You still have to extract the bits you're interested in, but the hooks for
function entry/exit and GC are exposed, so you can effectively add a targeted
profiler/tracer at runtime.

------
cdancette
I'm sad there are no drawings in the article :( Julia Evans drawings are
amazing. If you've never seen them, you should check the strace zine :
[https://jvns.ca/zines/#strace-zine](https://jvns.ca/zines/#strace-zine)

But it's still a very interesting blog post !

------
trentnelson
I guess this is as good a time as any to make my post-PyParallel pet project
public (holy alliteration Batman):
[https://github.com/tpn/tracer](https://github.com/tpn/tracer).

I started it about 2.5 years ago because I wasn't really happy with existing
Python tracing tools. I didn't like:

a) the performance hit when tracing non-trivial programs,

b) the inability to say: "hey, trace all code living in modules mymodule1 and
mymodule2; ignore everything else", and

c) the inability to say: "screw it, trace everything", and have an efficient
means to persist tens of gigabytes worth of data (i.e. don't separate in-
memory representation from on-disk representation).

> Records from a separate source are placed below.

PR #1460, opened 2023-05-31
 LTD-3741-api-call-new-mentions 

depsiatwal:
A count of new mentions for a user is required in the UI menu.
Hence a light weight API call just to get a count.  I did think about making this more generic or extend one of the other review for filtering. But figured this is used so often and is imperative to the application functioning it's worth having it's own API call.

### DIFF
--- a/api/cases/views/case_notes.py
+++ b/api/cases/views/case_notes.py
@@ -153,3 +153,23 @@ class UserCaseNoteMention(APIView):
         serializer = self.serializer_class(qs, many=True)
 
         return JsonResponse(data={"mentions": serializer.data})
+
+
+class UserCaseNoteMentionsNewCount(APIView):
+    authentication_classes = (GovAuthentication,)
+
+    def get(self, request):
+        """Gets count of all new mentions for user."""
+        qs = (
+            CaseNoteMentions.objects.select_related(
+                "case_note",
+                "user",
+                "case_note__user",
+                "case_note__user__govuser__team",
+                "case_note__case",
+            )
+            .filter(user_id=request.user.pk)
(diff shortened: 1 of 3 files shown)


api/cases/views/case_notes.py
```diff
@@ -153,3 +153,23 @@ def get(self, request):
...
         return JsonResponse(data={"mentions": serializer.data})
+
+
+class UserCaseNoteMentionsNewCount(APIView):
+    authentication_classes = (GovAuthentication,)
+
+    def get(self, request):
+        """Gets count of all new mentions for user."""
+        qs = (
+            CaseNoteMentions.objects.select_related(
```
kevincarrogan, line 164: I don’t think you need the select related stuff here seeing as you’re just getting the count.

api/cases/views/case_notes.py
```diff
@@ -153,3 +153,23 @@ def get(self, request):
...
+                "case_note",
+                "user",
+                "case_note__user",
+                "case_note__user__govuser__team",
+                "case_note__case",
+            )
+            .filter(user_id=request.user.pk)
```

So I came up with this tracing project, creatively named: tracer.

It has relatively low overhead, efficiently and optimally persists tens of
gigabytes worth of data to disk with minimal overhead, and allows for module-
based tracing directives so that you can capture info about your project and
ignore all the other stuff (like stdlib and package code).

Like all fun pet projects, once the easy stuff was done, this one devolved
into writing assembly to do remote thread injection
([https://github.com/tpn/tracer/blob/master/Asm/InjectionThunk...](https://github.com/tpn/tracer/blob/master/Asm/InjectionThunk.asm#L357)),
coming up with new "string table" data structure as an excuse to use some AVX2
intrinsics
([https://github.com/tpn/tracer/blob/master/StringTable/Prefix...](https://github.com/tpn/tracer/blob/master/StringTable/PrefixSearchStringTable.c)),
and writing a sqlite3 virtual table interface to the flat-file memory maps,
complete with CUDA kernels
([https://github.com/tpn/tracer/blob/master/TraceStore/TraceSt...](https://github.com/tpn/tracer/blob/master/TraceStore/TraceStoreSqlite3ExtInit.c#L228)).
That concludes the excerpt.